3. The appellants contend that the jury improperly based its quantum meruit award on the cost to the appellee of providing the services in question, rather than on the benefit the services represented to themselves, which, according to the appellants, was nothing. This contention is without merit. The jury was presented with the actual plans and working drawings prepared by the appellee and heard testimony purporting to establish a reasonable value for the time and expense which had gone into their preparation. Certainly, the jury was not bound by the appellants’ self-serving testimony that the appellee’s services were worthless, particularly in view of the evidence that the plans had been prepared under Mrs. Matthews’ direct guidance and had received her initial approval. “Value of services rendered in essence is exclusively a matter for jury determination.” Pembroke Steel Co. v. Technical Sales Assoc., 138 Ga. App. 744, 745 (3) (227 SE2d 491) (1976). There was sufficient evidentiary support in this case for the jury’s award. Accord Maloy v. Ewing, 157 Ga. App. 95 (4) (276 SE2d 145) (1981); City of St. Marys v. Stottler Stagg & Assoc., 163 Ga. App. 45 (1) (292 SE2d 868) (1982).

4. Attorney fees may be awarded as expenses of litigation pursuant to OCGA § 13-6-11 “where the defendant has acted in bad faith, has been stubbornly litigious, or has caused the plaintiff unnecessary trouble and expense.” A recovery under the latter two categories is authorized where the evidence reveals no bona fide controversy or dispute with regard to the defendant’s liability. See generally D. H. Overmyer Co. v. Nelson-Brantley Glass Co., 119 Ga. App. 599 (2) (168 SE2d 176) (1969); Ideal Pool Corp. v. Champion, 157 Ga. App. 380 (3) (277 SE2d 753) (1981). Whether or not a bona fide controversy exists is normally for the jury to decide. See Jackson v. Brinegar, Inc., 165 Ga. App. 432, 437 (301 SE2d 493) (1983), and cases cited therein.

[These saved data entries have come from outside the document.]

PR #12, opened 2019-05-06
Ronja kaehne/text formatter

RonjaKaehne:


src/text_formatter/allowed_Expression_Detectors.ts
```diff
@@ -0,0 +1,60 @@
+// --------------------------------------
+// @author: Ronja K.
+// ---------------------------------------
+
+
+// ---------CurrentExpressionDetector------------
+// ---------every element have their own detect-function--------
+export function detectExpressionElements(input: string) {
```
Khazuar: You can add documentation to your code using the JSDoc-Syntax: 
```
/** This does amazing things 
  */
function superDuper() { ... }
```

src/text_formatter/allowed_Expression_Detectors.ts
```diff
@@ -0,0 +1,60 @@
...
+	input = detectBracketLeft(input);
+	input = detectBracketRight(input);
+	input = detectEquivalence(input);
+	input = detectImplication(input);
+	input = detectImplication(input);
+	input = detectNegation(input);
+	input = detectConjunction(input);
+	input = detectDisjunction(input);
+	return input;
```
Khazuar: You are returning a string here, with symbols replaced by tokens, separated by spaces, right? This is not an especially handy return-type. Consider returning an `Array<Token>` instead, with `type Token = "bracketLeft" | "bracketRight" | "equivalence" |...` and specify that return type explicitly on the function!

src/text_formatter/text_formatter.test.tsx
```diff
@@ -0,0 +1,67 @@
+import React from "react";
+import ReactDOM from "react-dom";
+
+// --------------------------------------
+// @author: Ronja K.
+// ---------------------------------------
+// IMPORT FUNCTIONS
+//import { detectExpressionElements, textToListFormat, sentenceIntoWordList, expressionFormatter, removeWhiteSpaces, replaceInputCaractersToReadablePrologCharacter } from "./text_formatter";
+import { textToListFormat, sentenceIntoWordList, replaceInputCaractersToReadablePrologCharacter, removeWhiteSpaces, checkAmountOfBrackets } from "./text_formatter";
+import { detectExpressionElements } from "./allowed_Expression_Detectors";
```
Khazuar: Why is your author-info in between these import groups?

src/text_formatter/text_formatter.test.tsx
```diff
@@ -0,0 +1,67 @@
...
+// ---------------------------------------
+// TESTS FOR SPLITTING TEXT
+// ---------------------------------------
+
+test("Test: splitting a single sentences into List of words: ", () => {
```
Khazuar: It's clear these are tests, no need to name them "Test: ...".

src/text_formatter/text_formatter.test.tsx
```diff
@@ -0,0 +1,67 @@
...
+	const result = sentenceIntoWordList("Hello, this is a test");
+	const expectedResult = ["Hello", "this", "is", "a", "test"];
+	expect(result).toEqual(expectedResult);
+});
+
+
+
+// ---------------------------------------
+// TESTS FOR EXPRESSIONS-LOGIK
```
Khazuar: LOGI**C**

src/text_formatter/text_formatter.test.tsx
```diff
@@ -0,0 +1,67 @@
+import React from "react";
+import ReactDOM from "react-dom";
```
Khazuar: I don't think you need these imports, nor does the file need to be a `tsx` file. Make it a `ts` file instead.

src/text_formatter/text_formatter.test.tsx
```diff
@@ -0,0 +1,67 @@
...
+	const expectedResult = false;
+	expect(result).toEqual(expectedResult);
+});
+
+test("Test: if amount of left and right brackets are different.", () => {
+	const bracketList = ["[", "[", "[", "[", "[", "]", "]"];
+	const result = checkAmountOfBrackets(bracketList);
+	const expectedResult = true;
+	expect(result).toEqual(expectedResult);
+});
```
Khazuar: Consider using the describe-it-style:
```
describe("checkAmountOfBrackets", () => {
  it("detects wrong amount of brackets", () => {
    expect(checkAmountOfBrackets("..."))
      .toEqual(false);
  });
  it("", () => {
     expect ...
  });
});
```

src/text_formatter/text_formatter.ts
```diff
@@ -0,0 +1,140 @@
...
+// ---------format the input of a user into a full list of senteces including a list of words, formatted expressions, and paragraph marker-------
+export function textToListFormat(input: String) {
+
+	input = input.replace("$", "$EXPRESSIONMARKER");                            // prepare expressionsdetector; this is needed as marker to finde the expressions after the $ disappear by calling the split-method
+	input = input.replace("\n", "\n PARAGRAPHMARKER.");                         // prepare paragraphmarker
+
+	const separator = /[\n.!?$]+/g;                                              // List all the values the input will get splitted; \n will split paragraphs, $ will split expressions, the rest split sentences
+
+	const splittedText = input.split(separator);
+	const temp = [];
```
Khazuar: This is typed as `any[]`. Please add an explicit type.

src/text_formatter/text_formatter.ts
```diff
@@ -0,0 +1,140 @@
...
+				// temp.push("Sentence_" + (sentenceCount + 1));                // |optional
+				// sentenceCount++;                                             // |optional
+				const ListOfWords = sentenceIntoWordList(element);
+				temp.push(ListOfWords);
+			}
+
+		}
+
+	}
+	const listFormat = temp;
```
Khazuar: why?

src/text_formatter/text_formatter.ts
Khazuar: and a better name.

src/text_formatter/text_formatter.ts
```diff
@@ -0,0 +1,140 @@
...
+
+// --------------------------------------
+// @author: Ronja K.
+// ---------------------------------------
+
+// ---------format the input of a user into a full list of senteces including a list of words, formatted expressions, and paragraph marker-------
+export function textToListFormat(input: String) {
+
+	input = input.replace("$", "$EXPRESSIONMARKER");                            // prepare expressionsdetector; this is needed as marker to finde the expressions after the $ disappear by calling the split-method
+	input = input.replace("\n", "\n PARAGRAPHMARKER.");                         // prepare paragraphmarker
```
Khazuar: What if someone happens to write `PARAGAPHMARKER` into their input?

src/text_formatter/text_formatter.ts
```diff
@@ -0,0 +1,140 @@
...
+
+	const separator = /[\n.!?$]+/g;                                              // List all the values the input will get splitted; \n will split paragraphs, $ will split expressions, the rest split sentences
+
+	const splittedText = input.split(separator);
+	const temp = [];
+	// let sentenceCount = 0;                                                  //  |optional
+	// let expressionCount = 0;                                                //  |optional
+	// let paragraphCount = 0;                                                 //  |optional
+	for (let index = 0; index < splittedText.length; index++) {
```
Khazuar: `for (const text of splittedText) { ...`

src/text_formatter/text_formatter.ts
Khazuar: You can just split multiple times:
```
const result: any[] = [];
for (const paragraph of input.split("\n")) {
  const sentences: any[] = [];
  for (const sentence of paragraph.split(...) {
    ...
  }
  result.push(...sentences, [ "abs" ]);
}
```

src/text_formatter/text_formatter.ts
```diff
@@ -0,0 +1,140 @@
...
+
+	}
+	const listFormat = temp;
+	return listFormat;
+}
+
+// ---------format the words from a sentence-string into a list of words-------
+export function sentenceIntoWordList(input: String) {
+	const separator = /[ ,$]+/; // List all the values where the content of a sentence will get splitted: whitespace[ ] and comma[,]
+	const splittedSentenceIntoListOfWords = input.split(separator);
```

The only explanation offered by the appellants for their refusal to pay at least some portion of the appellee’s bill was that the plans proved too costly to implement. However, as pointed out in Division 1, supra, this would not constitute a defense to the appellee’s claim absent an agreement between the parties specifying a limit on construction costs. The appellant’s evidence with respect to the value of its services being essentially unrefuted, we hold that the jury could reasonably have concluded under these circumstances “that there existed no bona fide controversy as to [appellants’] liability, but rather *30that [they were] merely ‘stonewalling,’ as contemporary idiom has it — that is, . . . attempting to utilize what this court has denominated ‘the “so sue me” ploy.’ (Cit.)” Thompson Enterprises v. Coskrey, 168 Ga. App. 181, 184 (308 SE2d 399) (1983). It follows that an award of attorney fees as expenses of litigation was authorized pursuant to OCGA § 13-6-11. Accord Beaudry Ford v. Bonds, 139 Ga. App. 230 (2) (228 SE2d 208) (1976); Buffalo Cab Co. v. Williams, 126 Ga. App. 522, 524-525 (191 SE2d 317) (1972).

Decided November 20, 1985. Robert C. Martin, Jr., for appellants. William G. Scrantom III, for appellee.

Judgment affirmed.

McMurray, P. J., concurs. Benham, J., concurs specially.